[Exercise requirements]:
Every line of the entries below from the one containing "the type from" to the one containing "-330,6 +363,14 @@", both ends included, must be written out exactly. No other line belongs in the answer.

[Data for the task]:
▶

PR #203, opened 2020-09-20
Added all missing docs on REST

### LINKED ISSUE #42: Add missing documentation to REST
hikari.api.rest.RESTClient is missing a LOT of documentation still, and should be completed.

davfsa:
- Fix x_emoji typehints

### Checklist

### Related issues
Closes #42

### DIFF
--- a/hikari/api/rest.py
+++ b/hikari/api/rest.py
@@ -86,9 +86,8 @@ class RESTClient(traits.NetworkSettingsAware, abc.ABC):
 
         Parameters
         ----------
-        channel : hikari.snowflakes.SnowflakeishOr
-            The channel to fetch. This may be a
-            `hikari.channels.PartialChannel` object, or the ID of an
+        channel : hikari.snowflakes.SnowflakeishOr[hikari.channels.PartialChannel]
+            The channel to fetch. This may be the object or the ID of an
             existing channel.
 
         Returns
@@ -122,6 +121,14 @@ class RESTClient(traits.NetworkSettingsAware, abc.ABC):
             If you are missing the `READ_MESSAGES` permission in the channel.
         hikari.errors.NotFoundError
             If the channel is not found.
+        hikari.errors.RateLimitedError
+            Usually, Hikari will handle and retry on hitting
+            rate-limits automatically. This includes bucket-specific
+            rate-limits and global rate-limits. In some rare edge cases,
+            however, Discord implements other undocumented rules for
+            rate-limiting, such as limits per attribute. These cannot be
+            detected or handled normally by Hikari due to their undocumented
+            nature, and will trigger this exception if they occur.
         hikari.errors.InternalServerError
             If an internal error occurs on Discord while handling the request.
         """
@@ -150,7 +157,7 @@ class RESTClient(traits.NetworkSettingsAware, abc.ABC):
         Parameters
         ----------
         channel : hikari.snowflakes.SnowflakeishOr[hikari.channels.GuildChannel]
-            The channel to edit. This may be a channel object, or the ID of an
+            The channel to edit. This may be the object or the ID of an
             existing channel.
         name : hikari.undefined.UndefinedOr[[builtins.str]
             If provided, the new name for the channel.
@@ -172,6 +179,7 @@ class RESTClient(traits.NetworkSettingsAware, abc.ABC):
             If provided, the new guild category for the channel.
         reason : hikari.undefined.UndefinedOr[builtins.str]
             If provided, the reason that will be recorded in the audit logs.
+            Maximum of 512 characters.
 
         Returns
         -------
@@ -188,6 +196,14 @@ class RESTClient(traits.NetworkSettingsAware, abc.ABC):
             If you are missing permissions to edit the channel.
         hikari.errors.NotFoundError
             If the channel is not found.
+        hikari.errors.RateLimitedError
+            Usually, Hikari will handle and retry on hitting
+            rate-limits automatically. This includes bucket-specific
+            rate-limits and global rate-limits. In some rare edge cases,
+            however, Discord implements other undocumented rules for
+            rate-limiting, such as limits per attribute. These cannot be
+            detected or handled normally by Hikari due to their undocumented
+            nature, and will trigger this exception if they occur.
         hikari.errors.InternalServerError
             If an internal error occurs on Discord while handling the request.
         """  # noqa: E501 - Line too long
@@ -226,6 +242,14 @@ class RESTClient(traits.NetworkSettingsAware, abc.ABC):
             channel.
         hikari.errors.NotFoundError
             If the origin or target channel is not found.
+        hikari.errors.RateLimitedError
+            Usually, Hikari will handle and retry on hitting
+            rate-limits automatically. This includes bucket-specific
+            rate-limits and global rate-limits. In some rare edge cases,
+            however, Discord implements other undocumented rules for
+            rate-limiting, such as limits per attribute. These cannot be
+            detected or handled normally by Hikari due to their undocumented
+            nature, and will trigger this exception if they occur.
         hikari.errors.InternalServerError
             If an internal error occurs on Discord while handling the request.
         """
@@ -237,7 +261,7 @@ class RESTClient(traits.NetworkSettingsAware, abc.ABC):
         Parameters
         ----------
         channel : hikari.snowflakes.SnowflakeishOr[hikari.channels.PartialChannel]
-            The channel to delete. This may be a channel object, or the ID of an
+            The channel to delete. This may be the object or the ID of an
             existing channel.
 
         Raises
@@ -248,6 +272,14 @@ class RESTClient(traits.NetworkSettingsAware, abc.ABC):
             If you are missing the `MANAGE_CHANNEL` permission in the channel.
         hikari.errors.NotFoundError
             If the channel is not found.
+        hikari.errors.RateLimitedError
+            Usually, Hikari will handle and retry on hitting
+            rate-limits automatically. This includes bucket-specific
+            rate-limits and global rate-limits. In some rare edge cases,
+            however, Discord implements other undocumented rules for
+            rate-limiting, such as limits per attribute. These cannot be
+            detected or handled normally by Hikari due to their undocumented
+            nature, and will trigger this exception if they occur.
         hikari.errors.InternalServerError
             If an internal error occurs on Discord while handling the request.
 
@@ -301,11 +333,11 @@ class RESTClient(traits.NetworkSettingsAware, abc.ABC):
         Parameters
         ----------
         channel : hikari.snowflakes.SnowflakeishOr[hikari.channels.GuildChannel]
-            The channel to edit a permission overwrite in. This may be a
-            channel object, or the ID of an existing channel.
+            The channel to edit a permission overwrite in. This may be the
+            object, or the ID of an existing channel.
         target : typing.Union[hikari.users.PartialUser, hikari.guilds.PartialRole, hikari.channels.PermissionOverwrite, hikari.snowflakes.Snowflakeish]
-            The channel overwrite to edit. This may be a overwrite object, or the ID of an
-            existing channel.
+            The channel overwrite to edit. This may be the object or the ID of an
+            existing overwrite.
         target_type : hikari.undefined.UndefinedOr[typing.Union[hikari.channels.PermissionOverwriteType, builtins.str]]
             If provided, the type of the target to update. If unset, will attempt to get
             the type from `target`.
@@ -315,6 +347,7 @@ class RESTClient(traits.NetworkSettingsAware, abc.ABC):
             If provided, the new vale of all disallowed permissions.
         reason : hikari.undefined.UndefinedOr[builtins.str]
             If provided, the reason that will be recorded in the audit logs.
+            Maximum of 512 characters.
 
         Raises
         ------
@@ -330,6 +363,14 @@ class RESTClient(traits.NetworkSettingsAware, abc.ABC):
         hikari.errors.NotFoundError
             If the channel is not found or the target is not found if it is
             a role.
+        hikari.errors.RateLimitedError
+            Usually, Hikari will handle and retry on hitting
+            rate-limits automatically. This includes bucket-specific
+            rate-limits and global rate-limits. In some rare edge cases,
+            however, Discord implements other undocumented rules for
+            rate-limiting, such as limits per attribute. These cannot be
+            detected or handled normally by Hikari due to their undocumented
+            nature, and will trigger this exception if they occur.
         hikari.errors.InternalServerError
             If an internal error occurs on Discord while handling the request.
         """  # noqa: E501 - Line too long
@@ -347,8 +388,8 @@ class RESTClient(traits.NetworkSettingsAware, abc.ABC):
         Parameters
         ----------
         channel : hikari.snowflakes.SnowflakeishOr[hikari.channels.GuildChannel]
-            The channel to delete a permission overwrite in. This may be a
-            channel object, or the ID of an existing channel.
+            The channel to delete a permission overwrite in. This may be the
+            object, or the ID of an existing channel.
         target : typing.Union[hikari.users.PartialUser, hikari.guilds.PartialRole, hikari.channels.PermissionOverwrite, hikari.snowflakes.Snowflakeish]
             The channel overwrite to delete.
 
@@ -360,6 +401,14 @@ class RESTClient(traits.NetworkSettingsAware, abc.ABC):
             If you are missing the `MANAGE_PERMISSIONS` permission in the channel.
         hikari.errors.NotFoundError
             If the channel is not found or the target is not found.
+        hikari.errors.RateLimitedError
+            Usually, Hikari will handle and retry on hitting
+            rate-limits automatically. This includes bucket-specific
+            rate-limits and global rate-limits. In some rare edge cases,
+            however, Discord implements other undocumented rules for
+            rate-limiting, such as limits per attribute. These cannot be
+            detected or handled normally by Hikari due to their undocumented
+            nature, and will trigger this exception if they occur.
         hikari.errors.InternalServerError
             If an internal error occurs on Discord while handling the request.
         """  # noqa: E501 - Line too long
@@ -389,6 +438,14 @@ class RESTClient(traits.NetworkSettingsAware, abc.ABC):
             If you are missing the `MANAGE_CHANNEL` permission in the channel.
         hikari.errors.NotFoundError
             If the channel is not found in any guilds you are a member of.
+        hikari.errors.RateLimitedError
+            Usually, Hikari will handle and retry on hitting
+            rate-limits automatically. This includes bucket-specific
+            rate-limits and global rate-limits. In some rare edge cases,
+            however, Discord implements other undocumented rules for
+            rate-limiting, such as limits per attribute. These cannot be
+            detected or handled normally by Hikari due to their undocumented
+            nature, and will trigger this exception if they occur.
         hikari.errors.InternalServerError
             If an internal error occurs on Discord while handling the request.
         """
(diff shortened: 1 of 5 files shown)


hikari/api/rest.py
```diff
@@ -1289,6 +1284,11 @@ def fetch_reactions_for_emoji(
             If the channel or message is not found.
         hikari.errors.InternalServerError
             If an internal error occurs on Discord while handling the request.
+
+        !!! note
+            The exceptions on this endpoint will only be raised once the
+            result is awaited or interacted with. Invoking this function
```
FasterSpeeding, line 1290: might be better to say "iterated over" here as "interacting" with an object may just mean looking at attributes

hikari/api/rest.py
```diff
@@ -1346,10 +1346,10 @@ async def fetch_webhook(
         Parameters
         ----------
         webhook : hikari.snowflakes.SnowflakeishOr[hikari.webhooks.Webhook]
-            The webhook to fetch. This may be a `hikari.webhooks.Webhook`
-            or the ID of an existing webhook.
+            The webhook to fetch. This may be a webhook object or the ID
```
FasterSpeeding, line 1349: Could these bits not follow a more brief less repetitive format along the lines of "the object or ID of an existing webook"

hikari/api/rest.py
```diff
@@ -1766,6 +1766,8 @@ async def edit_my_user(
 
         Raises
         ------
+        hikari.errors.BadRequestError
```
FasterSpeeding, line 1769: Might be worth it documenting the behaviour here with the sub-ratelimits which iirc exist and would lead to the ratelimited error being raised

FasterSpeeding: Those should also be documented for places like edit channel and execute webhook if they aren't already

hikari/api/rest.py
```diff
@@ -2011,23 +2022,105 @@ def fetch_audit_log(
         user: undefined.UndefinedOr[snowflakes.SnowflakeishOr[users.PartialUser]] = undefined.UNDEFINED,
         event_type: undefined.UndefinedOr[audit_logs.AuditLogEventType] = undefined.UNDEFINED,
     ) -> iterators.LazyIterator[audit_logs.AuditLog]:
-        ...
+        """Fetch the guilds audit log.
```
FasterSpeeding, line 2025: `guild's`

hikari/api/rest.py
```diff
@@ -2011,23 +2022,105 @@ def fetch_audit_log(
...
+
+        Returns
+        -------
+        hikari.emojis.KnownCustomEmoji
+            The requested emoji.
+
+        Raises
+        ------
+        hikari.errors.NotFoundError
+            If the guild or the emoji are not found.
```
FasterSpeeding, line 2091: or if you aren't in the guild maybe? not sure if the nuanced difference between a guild not being found vs a guild not being found in the group of guilds you have access to would be worth explicitly documenting both cases just felt like pointing that out.

hikari/api/rest.py
```diff
@@ -2041,46 +2134,211 @@ async def create_emoji(
...
+
+        Parameters
+        ----------
+        guild : hikari.snowflakes.SnowflakeishOr[hikari.guilds.PartialGuild]
+            The guild to create the emoji on. This can be a
+            guild object or the ID of an existing guild.
+        name : builtins.str
+            The name for the emoji.
+        image : hikari.files.Resourceish
+            The image for the emoji.
```
FasterSpeeding, line 2147: Might be worth it documenting file limitations here.

hikari/api/rest.py
```diff
@@ -2041,46 +2134,211 @@ async def create_emoji(
...
+        Parameters
+        ----------
+        name : builtins.str
+            The new guilds name.
+
+        Returns
+        -------
+        hikari.api.special_endpoints.GuildBuilder
+            The guild builder to use. This will allow to create a guild
+            later with `hikari.api.special_endpoints.GuildBuilder.create`.
```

◀

[The answer]:
             the type from `target`.
@@ -315,6 +347,7 @@ class RESTClient(traits.NetworkSettingsAware, abc.ABC):
             If provided, the new vale of all disallowed permissions.
         reason : hikari.undefined.UndefinedOr[builtins.str]
             If provided, the reason that will be recorded in the audit logs.
+            Maximum of 512 characters.
 
         Raises
         ------
@@ -330,6 +363,14 @@ class RESTClient(traits.NetworkSettingsAware, abc.ABC):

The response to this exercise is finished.